For all the different kinds of memory chips in existence, there’s no standard way to connect these chips to other chips in a system. Flash ROMs, EEPROMs, DRAMs, and SRAMs all connect in different and incompatible ways to microprocessors and other chips. Figuring out ways to make these chips all work together is one of the reasons electrical engineers get paid so well.

ROMs are generally used as low-speed devices, so the problem isn’t so bad. Many products that use ROM chips aren’t particularly performance sensitive, so getting data out of the ROM in a quick and timely manner often isn’t important. RAMs are another matter.

RAMs, and especially DRAMs, are used mostly in computer systems where speed and low cost are paramount. It’s important, therefore, to come up with a quick and reliable way to connect fast DRAMs to even faster microprocessors. Transmitting data bits back and forth between these two chips at high speed is a science unto itself, and many different methods have emerged. Most of these are arcane topics best suited for engineering conferences.



Future Memories

The need for electronic data storage will probably be with us forever, and if history is any indication, the demand for memory will grow at an amazing rate.

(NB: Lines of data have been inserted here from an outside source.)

PR #117, opened 2015-12-22
Added a new DS attribute for @SQ lines to create a standard for storing descriptions

tfenne:
[Review on Reviewable](https://reviewable.io/reviews/samtools/hts-specs/117)

### DIFF
--- a/SAMv1.tex
+++ b/SAMv1.tex
@@ -248,6 +248,7 @@ or~{\sf RNEXT} fields.
 \emph{Regular expression}: \emph{name}{\tt (,}\emph{name}{\tt )*}
 where \emph{name} is {\tt [0-9A-Za-z][0-9A-Za-z*+.@\_|-]*}\\\cline{2-3}
   & {\tt AS} & Genome assembly identifier. \\\cline{2-3}
+  & {\tt DS} & Description.  UTF-8 encoding may be used.\\\cline{2-3}
   & {\tt M5} & MD5 checksum of the sequence.  See Section~\ref{sec:ref-md5}\\\cline{2-3}
   & {\tt SP} & Species.\\\cline{2-3}
   & {\tt UR} & URI of the sequence.  This value may start with one of the standard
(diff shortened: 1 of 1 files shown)


tfenne:
@jmarshall - a pretty trivial change here to define a standard attribute for the `@SQ` lines in the header, so that there is a standard attribute for storing a description.  It mirrors the same attribute found on the `@RG` lines.  I'm suggesting this because I'm routinely finding I want to put more information from fasta files into the sequence dictionary, but don't want to resort to non-standard attributes to do so.

tfenne:
@yfarjoun @jmarshall @jkbonfield : this has been open for three weeks.  If nobody objects in the next day or so I'm going to merge since it's such a simple change (and can always be undone).

jkbonfield:
I didn't spot this earlier, not sure why.

Anyway, looks OK to me.  Infact I thought we'd already added it.

jmarshall:
Your three weeks started two days before Christmas, so I think you will agree that this not an ideal time for people to be available to consider spec changes :smile:.

On balance probably a mild :+1: from me on the general idea, but editorial concerns around the wording: punctuation after _e.g._; _FASTA_ in capitals; and the example should be phrased other than in terms of whitespace due to confusion as in samtools/samtools#449.

The people with the authority to merge this are the SAM specification editors (i.e., @jacarey and myself), and I expect we will do so when we are satisfied with the proposal.

tfenne:
:disappointed: Until late last night I was able to merge PRs here, I didn't realize that was by accident.

@jmarshall I wasn't complaining about the three weeks - just pointing out that there had been ample opportunity for anyone who wanted to to object to the proposed change.  I'll take a shot at rewording per your comments.

jacarey:
This looks fine to me.

mp15:
+1 for concept, as long as the editorial changes are fixed I think we have consensus?

tfenne:
Sadly, I don't think I can push to this branch any more.  @jmarshall would you prefer to make any editorial changes you choose and merge, or that I close this PR and start a new one from a forked repo?

jmarshall:
Apologies, Tim, I guess this got dropped after my editorial quibbles. As @jkbonfield said previous, I thought we'd already added this…

I've updated this to just say “Description” like the other headers' DS tags do. Previously you had

> Description of the sequence (e.g. value after the first whitespace in fasta header line).

We could add a (non-normative) footnote talking about FASTA headers, but the other description fields don't talk about how you might populate them either — so perhaps being agnostic and just saying “description” is appropriate for the spec.

yfarjoun:
👍

jmarshall:
Thanks. Looks like that's a go for rebasing and merging this.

The downward spiral in the cost per bit of memory has fueled an equal and opposite reaction by increasing demand. As soon as memory becomes affordable, we find ways to fill it up. The first Cray-1 supercomputer had a whopping (for its time) 8 megabytes of memory, the same amount as the first Palm Pilot handheld organizer. IBM’s first PC came with 64 kilobytes (KB) of memory; now PCs have more memory than that embedded in their CD-ROM drives.

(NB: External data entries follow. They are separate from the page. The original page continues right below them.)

Issue #109, opened 2015-11-16
Suggestion: add RX and QX tags for molecular barcodes


yfarjoun:
I'd like to add standard tags RX and QX (to the SAM spec) for the bases of a molecular barcode and their qualities as read by the sequencer. 

To be clear, this is _not_ the sample barcode which can be used to demultiplex the sequence data, but rather a molecular barcode/index that can be used to identify the original molecule from which the sequence was generated. This can be used to disambiguate PCR from "Biological" duplicates (say in RNA-seq or other high depth technologies), or to identify the haplotype from whence many read pairs arose (as in 10X technology, e.g.)

There might be a need for other tags for the "corrected" barcode that is identified after comparing with a whitelist, but I'm not including that in this suggestion.

Some discussion of this proposal has started here:  (https://github.com/broadinstitute/picard/issues/287)  

I'd like to here what people think before submitting a PR here.

tfenne:
The discussion in the linked picard issue left it somewhat ambiguous whether or not `BC` and `QT` were also for this purpose.  In my own work I've been using `BC` to store the molecular index, not the sample index.  It would be good to understand if others are also doing this.

yfarjoun:
It seems that as these are different things, they should have different tags. Do you not agree?

tfenne:
I agree that sample index and molecular index are different things.  However the current spec doesn't say "sample" or "molecuar", it just says "barcode".  Since I don't see the utility of stamping the sample barcode on every read, I assumed `BC` was for molecular indices and have been using it that way.  My only real concern is that many others may have done the same, and we'll have some confusion/bifurcation.

yfarjoun:
The place in the code where I see the actual sample-barcode being used in
the BC tag is when there is no good match with the list of provided
barcodes:

// If it's a barcoded run and the read isn't assigned to a barcode, then
add the barcode
// that was read as an optional tag
if (unmatchedBarcode != null) {
    sam.setAttribute(SAMTag.BC.name(), unmatchedBarcode);
}

from picard.illumina.ClusterDataToSamConverter#createSamRecord



On Mon, Nov 16, 2015 at 2:47 PM, Tim Fennell <notifications@github.com>
wrote:
>
> I agree that sample index and molecular index are different things.
However the current spec doesn't say "sample" or "molecuar", it just says
"barcode". Since I don't see the utility of stamping the sample barcode on
every read, I assumed BC was for molecular indices and have been using it
that way. My only real concern is that many others may have done the same,
[...]

PR #119, opened 2016-01-08
Add new RX/QX/FT tags and clarify intent for existing BC/QT

yfarjoun:
Follows discussion https://github.com/samtools/hts-specs/issues/109

**BC**: This should be used for the  _sample_-barcode so that there is no conflict in case that both a sample and a molecular-barcode are used
**QT**: This hsould be the quality for the _sample_-barcode BC
**RX**: (new tag) the raw sequence bases of the _molecular_-barcode(s) of the read(s) can be placed in this tag. how/whether to concatenate multiple tags or place them on separate records is left for the implementation
**QX**: (new tag) the qualited (as QUAL) of the bases in RX
**FT**: (new tag) This is for the reason why the record has been unaligned or marked as not-passing filters. This is already used in two places:
1. Picard's MergeBamAlignments will unalign records it identifies as cross-species contamination and "Cross-species contamination" will be placed in the FT tag
2. GATK's --bamOut mechanism (for emitting the reassembled reads from the HaplotypeCaller's engine) will sometimes fail to reassmble some reads, the reason for the failure will be placed in the FT field and the original alignment will be retained (though the read will be filtered, or unaligned)


nh13:
1. Thank-you for pushing this through.
2. How about a footnote for the `BC` and `RX` tags indicating that how they are concatenated (if there are multiple places) is implementation specific?
3. Is `QX` the same length as `RX`?  If so, even for concatenation, then this should be stated (see `BQ` and `CQ` for two differing examples).

yfarjoun:
1. my pleasure.
2. I'm not sure what to say about BC as I've clarified that it is a sample-barcode, not molecular. I'm adding a note about RX and QX
3. agreed. see incoming commit.

nh13:
RE 2. You say for `RX`: "how/whether to concatenate multiple tags or place them on separate records is left for the implementation".  I would also say the same thing for `BC`, and so a footnote that addresses this for both.  Consider a sample-barcode that is "in-line" and on "both ends".  This is similar to having molecular ids specific for each end of read pair.  We could concatenate them and put them in `RX` and so the `RX` values would be the same for both records, or we could keep them separate and so the `RX` values for each end of a pair would be different.

yfarjoun:
Oh, I see. This is very natural. Thanks for suggesting this.

yfarjoun:
@nh13 does this latest version align with your thoughts?

nh13:
:+1: from me, but how about other folks on #109?

yfarjoun:
Thanks. I'll wait a week or so to give folks a chance to chime in.

nh13:
Perhaps also "bump" that thread so folks get the notification.

mp15:
As we agreed to separate out the tags document in the last file formats meeting might I suggest this is rebranched off #113?

yfarjoun:
if #113 will be merged soon, I can rebase from master after that process is
done, but if it's still being edited, I'd prefer not to.

unless you are suggesting that I rebase on that branch and then the editing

Memory chips have driven semiconductor manufacturing in many areas. The incessant pressure to reduce cost and increase storage capacity pushed DRAM makers to experiment with the first stacked transistors. Like apartment buildings in crowded cities, they started building upward, increasing capacity in three dimensions. DRAM makers also are the first to benefit from any factional improvements in photolithography that slightly decreases the size of transistors. The (almost) guaranteed large volume of DRAM sales encourages these companies to invest heavily in any technology that can increase their production capacity. Consumers benefit from a semiconductor race that keeps all the DRAM makers fighting for every advantage or any sliver of market share.

With memory makers scrambling for tiny advantages here and there, any truly momentous breakthrough would be a godsend. Storing data bits is pretty simple in concept, so researchers have experimented with numerous ways to completely reinvent the humble memory chip. Optical chips that use photons of light; three-dimensional arrays of silicon chips; iron-based chips that store data magnetically; subatomic phenomena that rely on quantum concepts of “spin” and “charm”—they’ve all been tried and tested. Eventually, some or all of these might lead to commercially viable products.

In the meantime, memory capacity will continue to rise as prices fall. The constant improvements in conventional semiconductor manufacturing that got us to this point show no sign of letting up. New hurdles present themselves, to be sure, but the forces of innovation prevail each time. The economic rewards for overcoming each set of technological hurdles ensures that the world’s best and brightest forces are brought to bear. With no end in sight, the million-fold increase in memory capacity and million-fold decrease in cost should multiply for another few powers of 10.